RH – Declare your allegiance to the earth as a whole and become Earth citizens. You need no one’s permission. Just declare it now in your heart. That’s a good step in the right direction. Remember that individual action is important, but it alone will not get the job done. We need substantial public policy shifts with impact disclosure, ecological farming and a true cost economy. I’m a firm believer that it’s not just a bottom up or top down initiative. The great U-turn to a more socially just better world requires both. Typically we must have bottom up pressure to get the top down to move. Both must work hand in hand, because we have so little time to act.  It’s well past the 11th hour, right? It’s probably the 59th minute of the 11th hour. And so we need all hands on deck. We must put an ecologically informed and humanistic public back into public governance. Demand and foster wise governance where public policy enhances our relationship to the earth. Our social systems, our economic systems, our governance systems, our lifestyles, our consumption habits, our overall numbers; all these things need to be in sync with the ways of nature. My advisors suggest that this is what needs to be done: 

  • Degrow the Economy 6%/year: Begin the public cultural, social, and economic discussions and formal planning necessary to reduce fossil energy and material consumption (economic throughput) by up to about 70 percent globally (80 in higher-income and 50 in lower-income countries respectively). This is consistent with achieving the IPCC (2018) goal of almost 50 percent fewer carbon emissions by 2030 and requires 6 percent per year reductions beginning immediately.
  • Overconsumption Reduction: A one-earth lifestyle for today’s population requires that humans living like contemporary North America learn to thrive with about 80% less strain on the biocapacity of productive land.
  • Numbers Reduction: Recognize that Earth is over-populated even at average material consumption. Implement a global fertility strategy to humanistically reduce the population to the 2-3 billion people that might be able to live in material comfort on this already much-damaged planet Earth.

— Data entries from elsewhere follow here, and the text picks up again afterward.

PR #4008, opened 2020-11-12
find_repo_content_units: skip db query if expected result is empty

rbikar:
For performance reasons, this change does server-side counting
of units that are expected to be in result before actual db query
happens. If expected count is zero, skip db query and continue to
the next chunk of unit ids.

The performance problem is noticable in RHSM-pulp for big repos
with 200k and more units associated. During associate action
results of the most of queries in affected code will be empty
so we can skip querying the db this way.

Without this fix, code will do eg. 200 unnecesary queries for repo
with 200k units which will take a lot time to finish that leads
to major performance regression.

### DIFF
--- a/server/pulp/server/controllers/repository.py
+++ b/server/pulp/server/controllers/repository.py
@@ -234,6 +234,12 @@ def find_repo_content_units(
                                 __raw__={'_id': {'$in': list(ids_chunk)}})
             if unit_fields:
                 qs = qs.only(*unit_fields)
+            
+            # for performace reasons, do server-side counting of units the will be returned in result
+            # before we do actual query to db
+            # if expected count of units in result is zero, continue to next chunk of unit_ids 
+            if qs.count() == 0:
+                continue
 
             for unit in qs:
                 if skip and skip_count < skip:
--- a/server/pulp/server/controllers/repository.py
+++ b/server/pulp/server/controllers/repository.py
@@ -234,10 +234,10 @@ def find_repo_content_units(
                                 __raw__={'_id': {'$in': list(ids_chunk)}})
             if unit_fields:
                 qs = qs.only(*unit_fields)
-            
-            # for performace reasons, do server-side counting of units the will be returned in result
-            # before we do actual query to db
-            # if expected count of units in result is zero, continue to next chunk of unit_ids 
+
+            # for performace reasons, do server-side counting of units the will be returned in
+            # result before we do actual query to db
+            # if expected count of units in result is zero, continue to next chunk of unit_ids
             if qs.count() == 0:
                 continue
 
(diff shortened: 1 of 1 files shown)


rbikar:
@rohanpm  @midnightercz  @ipanova 
Can you please review?

server/pulp/server/controllers/repository.py
```diff
@@ -235,6 +235,12 @@ def find_repo_content_units(
             if unit_fields:
                 qs = qs.only(*unit_fields)
 
+            # for performace reasons, do server-side counting of units the will be returned in
+            # result before we do actual query to db
+            # if expected count of units in result is zero, continue to next chunk of unit_ids
+            if qs.count() == 0:
```
rohanpm, line 241: The logic here looks right, no concerns from "is it functionally correct" point of view.

Can I ask though whether the performance impact is still just a theory or whether it was verified by testing?  It's really surprising to me if the mongo performance of doing a count with no results, vs doing a find with no results, has a notable difference.  It seems like the DB should be performing almost exactly the same work in both cases.

I tried some testing myself against one of the actual DBs involved (QA env), using scripts: https://gist.github.com/rohanpm/1652c648a135a22af34547f7faf19e05

It doesn't simulate the queries here exactly, but it deals with same number of ids in "$in" and uses a query which will return no results.  Timing it shows up pretty much as I expected, no notable difference between the two.

That test of course is not definitive, but if this hasn't been tested I'm a little skeptical about it.

midnightercz: My theory is that degradation happens due to instantiation of qs for every chunk - which I think creates new mongo cursor every time. If my theory is correct I think this won't help to resolve the problem

rbikar: I tested the solution with partial prod db on my laptop with pub push-advisory for e2e repos.
When I debugged where exactly execution waits incredible amount of time it was exactly on `for unit in qs:` 
With skipping on count==0, performance was almost back to normal.
It is true that qs is instantiated for every chunk but actual query is happening during the iteration over qs.
I'll try to come up with some reproducer script, it looks it needs more realistic context for replicating the problem.

rohanpm: Based on the testing done elsewhere (RHELDST-2771), although this is unintuitive and might point to some deficiency in mongo or one of the client libraries, it really is giving a major performance benefit.  Apparently, doing a search which finds nothing can be a lot slower than doing a count which finds nothing.

This PR gets a :+1: from me as we have evidence that it will significantly improve the performance.

rohanpm (approved):

goosemania:
@rbikar, thanks for the PR and clarifications around this change. Please squash the commits and we'll merge it.

ipanova (approved):
Based on the provided reproducer and write up, lgtm

PR #4009, opened 2020-11-25
Adds task failure handling for celery in bad state

bmbouter:
Sometimes celery's internal state is in such a bad position it causes
the on_failure handler itself to fail. This is very bad for Pulp as it
causes the tasking system to stop processing tasks due to on_failure not
releasing locks like it should.

This adds a defensive codepath for that situation which maintains the
current functionality, but if Celery is uncooperative it still performs
the on_failure cleanup.

fixes #5502

### DIFF
--- a/server/pulp/server/async/tasks.py
+++ b/server/pulp/server/async/tasks.py
@@ -737,6 +737,21 @@ class Task(PulpTask, ReservedTaskMixin):
             self._handle_cProfile(task_id)
             common_utils.delete_working_directory()
 
+    def _handle_on_failure_cleanup(self, task_id, exc, einfo):
+        now = datetime.now(dateutils.utc_tz())
+        finish_time = dateutils.format_iso8601_datetime(now)
+        task_status = TaskStatus.objects.get(task_id=task_id)
+        task_status['state'] = constants.CALL_ERROR_STATE
+        task_status['finish_time'] = finish_time
+        task_status['traceback'] = einfo.traceback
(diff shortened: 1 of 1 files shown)


server/pulp/server/async/tasks.py
```diff
@@ -758,7 +758,11 @@ def on_failure(self, exc, task_id, args, kwargs, einfo):
             # celery will log the traceback
         if kwargs.get('scheduled_call_id') is not None:
             utils.increment_failure_count(kwargs['scheduled_call_id'])
-        if not self.request.called_directly:
+        try:
+            called_directly = self.request.called_directly
+        except Exception:
```
ipanova: can we catch a more specific exception?

ipanova:
update please the commit message so it also contains the issue number

server/pulp/server/async/tasks.py
bmbouter: We could, but if we don't handle any exception from Celery by continuing to remove the locks Pulp will deadlock. I did rework this commit in two ways though:

1) to re-raise the Celery exception instead of using the `except Exception; pass` pattern
2) to also log the original exception since we're loosing that due to celery never logging it as we expect to.

dralley (approved):

ipanova (approved):

server/pulp/server/async/tasks.py
ipanova: The changes make sense to me, thank you.

PR #4011, opened 2021-01-13
Add index to _last_updated for ContentUnits

ggainey:
fixes #8044

### DIFF
--- a/server/pulp/server/db/migrations/0030_last_updated_indices.py
+++ b/server/pulp/server/db/migrations/0030_last_updated_indices.py
@@ -1,0 +1,19 @@
+import pymongo
+
+from pulp.server.db import connection
+
+
+def migrate(*args, **kwargs):
+    """
+    Add an index on ContentUnit._last_updated, to allow ordering by update
+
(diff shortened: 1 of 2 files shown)


server/pulp/server/db/migrations/0030_last_updated_indices.py
```diff
@@ -0,0 +1,20 @@
+import pymongo
+
+from pulp.server.db import connection
+
+
+def migrate(*args, **kwargs):
+    """
+    Add an index on last_updated and _last_updated, to allow ordering by update, on
```
ipanova: This sentence is a bit misleading - did you mean to add index also on Importers/Distributors?

ggainey: Ah, great catch! No, that's the last remains of an early assumption that everything that looked like last_updated needed to be indexed to fix the problem. Let me correct the comment and repush.

ipanova (approved):

goosemania (approved):

PR #4013, opened 2021-01-18
2.21.5 Cherrypicks

pcreech:


ggainey (approved):
These look correct to me

PR #4015, opened 2021-01-18
Update tests for find_repo_content_units() func

pcreech:
In (#4008) 033b2e656989e7ea2f68a10bf13d1a7c9c772bd6, the function
was updated to skip db query, if the expected results is empty.

It seems that it was forgotten to update tests, so this change
updates tests to reflect the change in #4008.

In this commit I've also fixed the repository.py file.
There was accidentally added unicode char to the end the repository.py file,
it caused failure during run of coverage tool in CI.

(cherry picked from commit 0e0b90587f6ff8587f103a58c14ae47a1fe62f64)

### DIFF
--- a/server/pulp/server/controllers/repository.py
+++ b/server/pulp/server/controllers/repository.py
@@ -1830,4 +1830,3 @@ class LazyUnitDownloadStep(DownloadEventListener):
         else:
             if not os.path.isfile(file_path):
                 raise IOError(_("The path '{path}' does not exist").format(path=file_path))
-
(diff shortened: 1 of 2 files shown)


ggainey:
> Hello @pcreech! Thanks for opening this PR. We checked the lines you've touched for [PEP 8](https://www.python.org/dev/peps/pep-0008) issues, and found:
> 
> * In the file [`server/test/unit/server/controllers/test_repository.py`](https://github.com/pulp/pulp/blob/9ab55b3bea8533811b6c04b9c3d8abce135c8627/server/test/unit/server/controllers/test_repository.py):
> 
> > [Line 233:98](https://github.com/pulp/pulp/blob/9ab55b3bea8533811b6c04b9c3d8abce135c8627/server/test/unit/server/controllers/test_repository.py#L233): [W291](https://duckduckgo.com/?q=pep8%20W291) trailing whitespace

Not a cherry-pick problem, it's this way in the source - ignore.

ggainey (approved):
Matches the commit being cherry-picked, lg2m

PR #4018, opened 2021-01-28
Set the auth private key size to be 2048 bits

mprahl:
Clients such as Fedora 33 have a default OpenSSL configuration
that doesn't allow the usage of 1024 bit keys.

See more information at:
https://fedoraproject.org/wiki/Changes/StrongCryptoSettings2

closes #8317

### DIFF
--- a/server/pulp/server/managers/auth/cert/cert_generator.py
+++ b/server/pulp/server/managers/auth/cert/cert_generator.py
@@ -178,7 +178,7 @@ class SerialNumber:
 
 
 def _make_priv_key():
-    cmd = 'openssl genrsa 1024'
+    cmd = 'openssl genrsa 2048'
     p = subprocess.Popen(cmd, shell=True, stdout=subprocess.PIPE, stderr=subprocess.PIPE)
     p.wait()
     exit_code = p.returncode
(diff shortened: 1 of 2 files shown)


mprahl:
FYI, I did not run the tests locally since it wasn't immediately obvious how to run them. If a maintainer could verify them locally, that'd be appreciated.

ipanova:
@mprahl thank you for the PR and sorry for the delayed answer. Please open an upstream issue and reference it in the commit message in the format of ` closes #1234 ` where 1234 is the issue number. https://pulp.plan.io/issues/new

ipanova:
you need to add this new config option to the Security stanza https://github.com/pulp/pulp/blob/2-master/server/etc/pulp/server.conf#L110

mprahl:
Thanks for the review @ipanova. Could you please take another look?

mprahl:
@ipanova I've change it to hard code 2048 bit as previously discussed.

bmbouter:
I can't speak to its backwards compatibility so I won't LGTM myself, but if it is fully backwards compatible I'm +1 on merging and releasing in a 2.21.z.

ipanova (approved):

PR #4019, opened 2021-02-12
Fixes logging traceback in task.on_failure

bmbouter:
The bugfix for issue 5502 introduced a traceback in some failure
scenarios. This PR causes the logging of the traceback to occur in all
scenarios.

closes #8251

### DIFF
--- a/server/pulp/server/async/tasks.py
+++ b/server/pulp/server/async/tasks.py
@@ -764,21 +764,17 @@ class Task(PulpTask, ReservedTaskMixin):
         :param kwargs:  Original keyword arguments for the executed task.
         :param einfo:   celery's ExceptionInfo instance, containing serialized traceback.
         """
+        _logger.debug(traceback.format_exc())
         if isinstance(exc, PulpCodedException):
             _logger.info(_('Task failed : [%(task_id)s] : %(msg)s') %
                          {'task_id': task_id, 'msg': str(exc)})
-            _logger.debug(traceback.format_exc())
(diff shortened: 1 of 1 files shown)


server/pulp/server/async/tasks.py
```diff
@@ -764,20 +764,19 @@ def on_failure(self, exc, task_id, args, kwargs, einfo):
         :param kwargs:  Original keyword arguments for the executed task.
         :param einfo:   celery's ExceptionInfo instance, containing serialized traceback.
         """
+        original_formatted_traceback = traceback.format_exc()
```
ipanova: i don;t see traceback variable defined or passed anywhere, should it be einfo.traceback?

ipanova: i see, we have an imported traceback module, nvm then!

ipanova (approved):

server/pulp/server/async/tasks.py
```diff
@@ -764,20 +764,19 @@ def on_failure(self, exc, task_id, args, kwargs, einfo):
...
         if isinstance(exc, PulpCodedException):
             _logger.info(_('Task failed : [%(task_id)s] : %(msg)s') %
                          {'task_id': task_id, 'msg': str(exc)})
             _logger.debug(traceback.format_exc())
```
ipanova: @bmbouter since we have introduced this variable, can we make sure we also use it here? :)

PR #4020, opened 2021-02-25
Allow find_units method to include only certain fields

hao-yu:
closes: #8306
https://pulp.plan.io/issues/8306


goosemania (approved):

ipanova (approved):

dralley:
As discussed in the RPM meeting, this is something that we might consider merging independently of the other PR, if it would make hotfix distribution easier.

Implementation of the above objectives requires ending of much of the current market economy and today’s style of consumption and waste. Even imagining such a major, disruptive shift carried out effectively is testing. Yet, this is where we are at. Expect that many more will embrace this reality over the next 3-7 years. Quite small economies powered by renewables with judicious use of fossil fuels for agriculture, other key industries and first responders is a worthy pursuit. If things unravel fast, community-led bioregional agriculture and compassion to neighbors may be needed. Remember that it is preparation that counters fear. Simple happy talk solutions are not helpful. It is important that we live kindly with our neighbors close and far. Remember that the web of life is your closest neighbor.


Randy Hayes is Founder of the Rainforest Action Network, and Advisor to the World Future Council.


Geoffrey Holland is a Portland, Oregon based writer/producer, and principal author of The Hydrogen Age, Gibbs-Smith Publishing, 2007.